§ **What needs to be done**: Which lines of the records contain the word "MapAnchors"? Copy each one.

++++ Source data ++++

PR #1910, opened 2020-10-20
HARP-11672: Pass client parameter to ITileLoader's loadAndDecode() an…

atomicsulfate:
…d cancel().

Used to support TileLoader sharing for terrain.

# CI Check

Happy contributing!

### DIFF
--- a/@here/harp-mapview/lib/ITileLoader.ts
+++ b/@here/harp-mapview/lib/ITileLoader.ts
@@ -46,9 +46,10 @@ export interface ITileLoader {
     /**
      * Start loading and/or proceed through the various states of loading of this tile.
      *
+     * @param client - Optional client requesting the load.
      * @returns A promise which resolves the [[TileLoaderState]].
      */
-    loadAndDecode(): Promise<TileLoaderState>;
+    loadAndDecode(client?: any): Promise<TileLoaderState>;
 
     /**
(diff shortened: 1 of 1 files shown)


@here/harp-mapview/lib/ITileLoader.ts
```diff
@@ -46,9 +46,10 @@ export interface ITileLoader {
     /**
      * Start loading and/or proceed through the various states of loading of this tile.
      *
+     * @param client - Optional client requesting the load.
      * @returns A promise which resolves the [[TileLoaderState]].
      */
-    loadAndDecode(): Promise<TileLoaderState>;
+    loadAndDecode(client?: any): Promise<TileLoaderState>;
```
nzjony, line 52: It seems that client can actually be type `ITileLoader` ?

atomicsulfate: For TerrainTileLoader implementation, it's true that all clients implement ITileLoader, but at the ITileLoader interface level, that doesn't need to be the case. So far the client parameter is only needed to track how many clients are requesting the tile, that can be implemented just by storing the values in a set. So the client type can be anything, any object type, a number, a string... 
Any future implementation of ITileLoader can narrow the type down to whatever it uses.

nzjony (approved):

++++
++++ Source data ++++

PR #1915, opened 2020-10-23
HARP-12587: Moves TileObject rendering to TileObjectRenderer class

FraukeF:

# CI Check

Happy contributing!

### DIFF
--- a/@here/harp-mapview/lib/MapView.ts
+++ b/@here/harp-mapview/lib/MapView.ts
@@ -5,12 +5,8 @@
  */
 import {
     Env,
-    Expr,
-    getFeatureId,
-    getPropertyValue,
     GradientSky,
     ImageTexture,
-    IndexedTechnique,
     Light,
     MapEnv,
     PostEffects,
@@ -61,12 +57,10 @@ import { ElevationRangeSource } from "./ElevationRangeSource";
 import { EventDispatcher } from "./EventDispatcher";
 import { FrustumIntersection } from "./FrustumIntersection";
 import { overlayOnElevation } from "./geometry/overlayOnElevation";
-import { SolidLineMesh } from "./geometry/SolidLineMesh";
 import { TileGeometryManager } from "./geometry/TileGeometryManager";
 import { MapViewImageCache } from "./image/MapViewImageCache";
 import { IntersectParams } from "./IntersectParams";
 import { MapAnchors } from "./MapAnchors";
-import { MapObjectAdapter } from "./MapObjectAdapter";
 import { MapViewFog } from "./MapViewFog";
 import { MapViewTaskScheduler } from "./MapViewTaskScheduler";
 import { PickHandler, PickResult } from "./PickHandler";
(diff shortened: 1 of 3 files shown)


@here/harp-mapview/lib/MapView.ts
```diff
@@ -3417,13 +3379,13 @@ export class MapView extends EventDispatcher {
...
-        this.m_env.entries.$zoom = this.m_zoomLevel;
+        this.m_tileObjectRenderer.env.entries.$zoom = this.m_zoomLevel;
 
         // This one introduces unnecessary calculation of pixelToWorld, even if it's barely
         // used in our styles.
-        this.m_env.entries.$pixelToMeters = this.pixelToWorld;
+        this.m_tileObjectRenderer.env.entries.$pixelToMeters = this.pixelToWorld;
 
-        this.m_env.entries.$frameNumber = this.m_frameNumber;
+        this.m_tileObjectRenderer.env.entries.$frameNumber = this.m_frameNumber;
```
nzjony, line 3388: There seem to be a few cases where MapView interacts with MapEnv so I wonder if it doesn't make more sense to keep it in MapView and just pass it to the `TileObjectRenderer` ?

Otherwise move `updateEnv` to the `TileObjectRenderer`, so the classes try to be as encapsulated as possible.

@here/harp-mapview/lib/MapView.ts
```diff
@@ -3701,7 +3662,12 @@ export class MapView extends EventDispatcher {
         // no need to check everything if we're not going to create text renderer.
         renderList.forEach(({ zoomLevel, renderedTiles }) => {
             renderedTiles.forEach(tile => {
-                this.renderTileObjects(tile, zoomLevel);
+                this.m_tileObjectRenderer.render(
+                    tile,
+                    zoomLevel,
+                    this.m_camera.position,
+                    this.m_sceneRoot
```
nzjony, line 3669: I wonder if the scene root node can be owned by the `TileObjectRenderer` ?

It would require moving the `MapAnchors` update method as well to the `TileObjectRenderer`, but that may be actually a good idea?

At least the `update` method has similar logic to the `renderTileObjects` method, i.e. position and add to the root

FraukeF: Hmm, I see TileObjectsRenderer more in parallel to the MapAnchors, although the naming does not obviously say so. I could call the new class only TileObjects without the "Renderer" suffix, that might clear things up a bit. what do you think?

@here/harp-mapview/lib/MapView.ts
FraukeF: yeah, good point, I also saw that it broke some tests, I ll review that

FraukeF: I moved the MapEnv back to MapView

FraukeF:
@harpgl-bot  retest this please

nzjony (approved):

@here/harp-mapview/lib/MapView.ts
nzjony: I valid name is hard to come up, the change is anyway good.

++++

§ **Response area**:
 import { MapAnchors } from "./MapAnchors";
It would require moving the `MapAnchors` update method as well to the `TileObjectRenderer`, but that may be actually a good idea?
FraukeF: Hmm, I see TileObjectsRenderer more in parallel to the MapAnchors, although the naming does not obviously say so. I could call the new class only TileObjects without the "Renderer" suffix, that might clear things up a bit. what do you think?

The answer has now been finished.